Gloria/Primera parte/XXXVIII

Job

Dejamos al bueno de D. Silvestre mostrando lleno de orgullo las peras de su huerta, mientras D. Juan Amarillo se apoderaba, cual ave de rapiña, del señor de Lantigua, llevándole aparte para hablarle de un grave asunto.

Digamos algo de este hombre, cuyo apellido es de los que más admirablemente se conforman con la persona. Pasaba Amarillo de los sesenta años y era un hombre despacioso, metódico hasta lo sumo, muy casero, gran rezador del rosario, blando en su conversación, atravesado en su mirar, de cabeza generalmente inclinada hacia un lado como breva madura, nariz de pico, cabeza calva, ojos negros sombreados de largas pestañas ásperas, barba fuerte, pero afeitada, y todo el rostro amarillísimo y reluciente como pergamino. Su ocupación era prestar con usura. Era el banquero de Ficóbriga y a todos sacaba de apuros, previo un interés que jamás pasó de cuarenta por cien. Como se ve, no debía de ser de los peores en el arte.

Con el dote que le llevó su esposa Teresita la Monja, y con su buen manejo y economía (pues fue económico en todo hasta en tener hijos), en cuatro lustros se hizo muy rico. Tenía bastante amistad con D. Juan de Lantigua, una de las pocas personas de Ficóbriga a quienes jamás prestó nada, como no fuera atención. Gozaba fama de ser hombre muy religioso, lo mismo que su mujer, gran atisbadora de vidas ajenas, y tan fuerte en la vida y milagros de todo el mundo que solían llamarla el confesonario de Ficóbriga.

Amarillo tomó el brazo de D. Juan, y llevándole por bajo un emparrado en sitio muy solitario, le dijo:

-Hace tiempo, mi querido D. Juan, que deseaba hablar a usted de un asunto, y no quiero dejar pasar más tiempo.

-¿Qué es ello? -preguntó Lantigua algo alarmado por el tono misterioso que el otro don Juan tomaba.

-Un asunto grave. ¿Qué opinión ha formado usted de mí como hombre veraz?

-Opinión muy favorable.

-¿Me cree usted capaz de mentir?

-No señor, ni por pienso.

-¿De embrollar, de calumniar, de levantar catálogos?

-Nada de eso.

-Pues oiga usted la advertencia de un hombre honrado que le estima, que se interesa por la honra de su casa.

-¡Por la honra de mi casa! D. Juan -exclamó Lantigua con enojo-, ¿qué quiere usted decir?

-Sólo los ojos de marido no son ciegos. Sonlo también los de los padres bondadosos y confiados.

-No comprendo...

-Pues acabaré de una vez. Debe usted vigilar mucho, pero mucho, a su hija.

-¡A Gloria! -exclamó D. Juan lanzando un grito.

-A la señorita Gloria -afirmó el judío cristiano-. Ella es buena, no lo dudo; pero está en la edad de las pasiones... No encuentro yo vituperable que las muchachas tengan novio; pero al menos que lo escojan católico.

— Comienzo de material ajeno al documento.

Issue #908, opened 2018-08-09
[nfs] Add support for specifying NFS clients in exports file


krzwalko:
By default nfs-provisioner uses * as NFS clients allowed to mount NFS shares.
For some outside-cluster installation it would be nice to specify NFS clients allowed to mount shares instead of world.

This could be done by adding new option -export-subnet to nfs-provisioner binary (with default value *).

Issue #854, opened 2018-07-11
controller tests are flaky/racy


wongma7:
just in case anybody creates a pr in the next few weeks and tests fail at `+go test ./controller` please ignore it. I introduced the problem with work queues and don't care to fix it because I think there is a high chance it will be obsolete soon anyway

PR #909, opened 2018-08-09
Add export-subnet for limit NFS clients

krzwalko:
This is PR for issue #908.
It adds support for export-subnet parameter to limit exports to particular NFS clients.


nfs/cmd/nfs-provisioner/main.go
```diff
@@ -42,6 +42,7 @@ var (
 	gracePeriod    = flag.Uint("grace-period", 90, "NFS Ganesha grace period to use in seconds, from 0-180. If the server is not expected to survive restarts, i.e. it is running as a pod & its export directory is not persisted, this can be set to 0. Can only be set if both run-server and use-ganesha are true. Default 90.")
 	enableXfsQuota = flag.Bool("enable-xfs-quota", false, "If the provisioner will set xfs quotas for each volume it provisions. Requires that the directory it creates volumes in ('/export') is xfs mounted with option prjquota/pquota, and that it has the privilege to run xfs_quota. Default false.")
 	serverHostname = flag.String("server-hostname", "", "The hostname for the NFS server to export from. Only applicable when running out-of-cluster i.e. it can only be set if either master or kubeconfig are set. If unset, the first IP output by `hostname -i` is used.")
+	exportSubnet   = flag.String("export-subnet", "*", "Subnet for NFS export to allow mount only from")
```
wongma7: we should add a note that it has no effect if *useGanesha is true. Although we could enable it for ganesha as well someday.

Some validation code to check for the conflict "useGanesha is true but exportSubnet is non-default" could also be nice but I don't mind not having it.

krzwalko: Thanks! I added warning when using useGanesha together with exportSubnet, I adjusted also some test cases, however one of test job is failing and I don't know why.

wongma7:
it's probably just a flake https://github.com/kubernetes-incubator/external-storage/issues/854

krzwalko:
Thank you @wongma7!
That's not a big thing, but that was my first contribution to Kubernetes project.

PR #911, opened 2018-08-09
Revamp nfs e2e tests to fork k8s instead of vendoring it and use yamls 

wongma7:
Depends on https://github.com/kubernetes-incubator/external-storage/pull/892

I hope this makes the nfs e2e travis tests more maintainable. They are very useful. The bash script to patch kubernetes is hideous but at least it is short.


wongma7:
travis problems https://www.traviscistatus.com/incidents/pxj3py3xzn14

-D. Juan, ¿qué farsa es esa? -dijo Lantigua poniéndose tan amarillo como su interlocutor.

-¿Me cree usted capaz de decir una cosa por otra, de faltar a la verdad y de mortificar inútilmente a un amigo? Cuando me atrevo a hablar a usted, Sr. de Lantigua, es porque el hecho es cierto, ciertísimo. Gloria ha tenido entrevistas con Daniel Morton.

-¿Dónde... cuándo? -preguntó Lantigua, cambiando del amarillo enfermizo al rojo sanguíneo.

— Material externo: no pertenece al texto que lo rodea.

PR #923, opened 2018-08-14
Update clusterrole.yaml events verbs

FerronN:
The current events verbs are not sufficient (kubernetes 1.11.1). I've added watch, list and get to the resource events to get it working again.

### DIFF
--- a/nfs-client/deploy/auth/clusterrole.yaml
+++ b/nfs-client/deploy/auth/clusterrole.yaml
@@ -14,7 +14,7 @@ rules:
     verbs: ["get", "list", "watch"]
   - apiGroups: [""]
     resources: ["events"]
-    verbs: ["create", "update", "patch"]
+    verbs: ["get", "list", "watch", "create", "update", "patch"]
   - apiGroups: [""]
     resources: ["endpoints"]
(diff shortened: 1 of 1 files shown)


wongma7:
Can you try again with `nfs-client-provisioner-v3.0.0-k8s1.11 `? I pushed it today. Apologies, I changed all the yamls on Friday without also pushing images to `latest`, it should be corrected now.

wongma7:
Arguably we should keep the events permissions around anyway, in case people want to downgrade...

msau42:
What I've done in the past is have a Kubernetes compatibility table to say that version A of the provisioner works with >= Kubernetes X. While technically, a newer provisioner version may work against an older Kubernetes version, I just document it as >= to reduce the testing and support explosion.

wongma7:
Yes I need to do that. This case is more like the provisioner becoming incompatible with itself though. i.e. if you are on the `latest` tag, it will need new RBAC rules. And if you use the new RBAC rules but then roll-back to a previous tag, you will need the old RBAC rules. Unsure of best practices here. I'm glad a number of people figured it out themselves to edit the RBAC depending on their situation but they shouldn't have to.

Issue #925, opened 2018-08-15
[nfs-client] Old Volumes Not Being Deleted


Queuecumber:
Since latest pull, my volumes are not being deleted when the claims are deleted with the following error message:

```
W0815 00:22:42.949984       1 controller.go:747] retrying syncing volume "pvc-e3b3ee7f-a01e-11e8-8553-f44d306586f3" because failures 3 &lt; threshold 15
E0815 00:22:42.950044       1 controller.go:762] error syncing volume "pvc-e3b3ee7f-a01e-11e8-8553-f44d306586f3": strconv.ParseBool: parsing "": invalid syntax
I0815 00:22:42.950948       1 event.go:221] Event(v1.ObjectReference{Kind:"PersistentVolume", Namespace:"", Name:"pvc-e3b3ee7f-a01e-11e8-8553-f44d306586f3", UID:"bfc044dc-a020-11e8-8553-f44d306586f3", APIVersion:"v1", ResourceVersion:"419488", FieldPath:""}): type: 'Warning' reason: 'VolumeFailedDelete' strconv.ParseBool: parsing "": invalid syntax
```

There is definitely an issue with the use of ParsePool, I see it quite often in my logs now

wongma7:
ParseBool does not like empty string, I’ll fix tomorrow.

PR #929, opened 2018-08-15
Fix archiveOnDelete parsing

wongma7:
fixes https://github.com/kubernetes-incubator/external-storage/issues/925 (hopefully)

I can't verify this fixes it. e2e tests may be needed in the future; nfs, nfs-client, and flex can definitely be e2e tested. Depends how much we want to abuse travis.


Queuecumber:
Did this change make it to the official image yet? If so then I'm still seeing the problem, if not then I'll standby to test

wongma7:
@Queuecumber it should be out now, try v3.0.1-k8s1.11. Thanks for your patience this past week!

Queuecumber:
Confirmed that this fixes it, thanks for the fast turnaround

-En los pinos... hace pocos días... Con decir a usted que mi esposa lo advirtió primero, y que después lo vi yo con mis propios ojos... Como se dijo que Morton partía, yo me callé; pero al oír al señor obispo que le había visto entrar en Ficóbriga, me alarmé y dije: «Pues no pasa de esta tarde sin contarle todo al amigo D. Juan».

-¡Por vida de...! -exclamó Lantigua cerrando los puños y apretando los dientes-, que si no fuera verdad lo que usted me cuenta... ¿Quién lo ha visto, quién?

-Mi esposa y otras personas de la villa. Morton venía a caballo de la capital de la provincia, y dando un rodeo por los prados de la Pesqueruela para no entrar en Ficóbriga, iba a los pinos, donde le aguardaba...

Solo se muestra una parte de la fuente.